- YOUR ASSIGNMENT:
Return each line of the records below in which the string "component" turns up.

================================

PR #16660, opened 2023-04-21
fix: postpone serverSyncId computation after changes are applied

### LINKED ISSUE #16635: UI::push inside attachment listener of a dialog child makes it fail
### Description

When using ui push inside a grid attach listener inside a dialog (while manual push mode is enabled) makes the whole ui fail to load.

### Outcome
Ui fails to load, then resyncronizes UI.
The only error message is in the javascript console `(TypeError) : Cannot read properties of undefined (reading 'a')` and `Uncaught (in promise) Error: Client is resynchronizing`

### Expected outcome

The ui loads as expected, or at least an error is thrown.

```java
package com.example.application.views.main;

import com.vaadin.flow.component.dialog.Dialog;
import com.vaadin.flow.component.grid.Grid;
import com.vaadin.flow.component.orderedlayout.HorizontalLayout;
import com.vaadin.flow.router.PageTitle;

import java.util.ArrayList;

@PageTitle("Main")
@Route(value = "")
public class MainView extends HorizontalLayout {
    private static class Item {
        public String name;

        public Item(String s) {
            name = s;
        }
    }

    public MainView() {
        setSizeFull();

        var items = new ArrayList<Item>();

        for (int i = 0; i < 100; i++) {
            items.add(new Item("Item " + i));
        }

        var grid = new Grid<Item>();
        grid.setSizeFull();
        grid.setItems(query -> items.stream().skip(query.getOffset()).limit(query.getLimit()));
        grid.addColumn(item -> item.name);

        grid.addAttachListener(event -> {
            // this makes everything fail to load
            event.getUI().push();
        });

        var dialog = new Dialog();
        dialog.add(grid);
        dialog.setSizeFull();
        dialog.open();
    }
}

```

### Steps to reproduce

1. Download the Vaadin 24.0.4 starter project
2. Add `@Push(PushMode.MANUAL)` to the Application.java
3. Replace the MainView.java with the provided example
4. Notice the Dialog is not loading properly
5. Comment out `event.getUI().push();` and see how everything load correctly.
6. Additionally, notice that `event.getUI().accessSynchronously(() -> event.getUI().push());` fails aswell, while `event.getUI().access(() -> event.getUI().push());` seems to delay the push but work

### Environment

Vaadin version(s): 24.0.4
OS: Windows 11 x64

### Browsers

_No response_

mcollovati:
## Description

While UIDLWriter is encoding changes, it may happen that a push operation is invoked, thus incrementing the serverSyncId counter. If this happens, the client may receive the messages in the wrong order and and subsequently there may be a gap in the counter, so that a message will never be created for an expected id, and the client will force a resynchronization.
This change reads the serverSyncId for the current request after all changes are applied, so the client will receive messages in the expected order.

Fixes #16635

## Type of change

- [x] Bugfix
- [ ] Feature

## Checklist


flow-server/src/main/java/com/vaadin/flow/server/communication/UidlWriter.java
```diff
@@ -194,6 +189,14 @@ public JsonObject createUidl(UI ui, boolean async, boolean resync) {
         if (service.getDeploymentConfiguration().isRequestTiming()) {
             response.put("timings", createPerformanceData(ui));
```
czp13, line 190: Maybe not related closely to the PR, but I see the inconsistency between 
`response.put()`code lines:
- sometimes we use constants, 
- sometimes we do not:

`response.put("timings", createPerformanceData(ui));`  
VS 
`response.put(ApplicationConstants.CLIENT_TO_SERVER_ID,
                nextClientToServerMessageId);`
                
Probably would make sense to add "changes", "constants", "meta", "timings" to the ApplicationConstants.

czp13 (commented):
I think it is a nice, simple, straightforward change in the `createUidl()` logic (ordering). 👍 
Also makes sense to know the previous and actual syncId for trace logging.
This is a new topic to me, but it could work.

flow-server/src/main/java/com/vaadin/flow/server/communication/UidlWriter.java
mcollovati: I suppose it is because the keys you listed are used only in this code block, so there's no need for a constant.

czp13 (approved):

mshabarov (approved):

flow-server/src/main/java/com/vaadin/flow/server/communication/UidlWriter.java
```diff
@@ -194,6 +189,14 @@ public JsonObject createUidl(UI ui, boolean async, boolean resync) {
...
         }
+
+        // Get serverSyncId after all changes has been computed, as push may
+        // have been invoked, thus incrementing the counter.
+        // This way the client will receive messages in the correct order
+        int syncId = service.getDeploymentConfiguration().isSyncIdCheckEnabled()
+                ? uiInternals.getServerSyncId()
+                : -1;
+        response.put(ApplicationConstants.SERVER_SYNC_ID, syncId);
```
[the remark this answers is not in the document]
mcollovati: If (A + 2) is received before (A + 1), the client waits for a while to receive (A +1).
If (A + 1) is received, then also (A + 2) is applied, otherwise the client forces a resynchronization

================================

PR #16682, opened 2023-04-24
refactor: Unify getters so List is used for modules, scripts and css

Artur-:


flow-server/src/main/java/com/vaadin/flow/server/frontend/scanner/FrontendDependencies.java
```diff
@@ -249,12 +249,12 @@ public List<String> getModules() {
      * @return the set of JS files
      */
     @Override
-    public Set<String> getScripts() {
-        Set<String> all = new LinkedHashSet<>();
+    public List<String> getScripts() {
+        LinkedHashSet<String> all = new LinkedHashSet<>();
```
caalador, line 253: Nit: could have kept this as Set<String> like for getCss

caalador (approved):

================================

- EXPECTED ANSWER:
import com.vaadin.flow.component.dialog.Dialog;
import com.vaadin.flow.component.grid.Grid;
import com.vaadin.flow.component.orderedlayout.HorizontalLayout;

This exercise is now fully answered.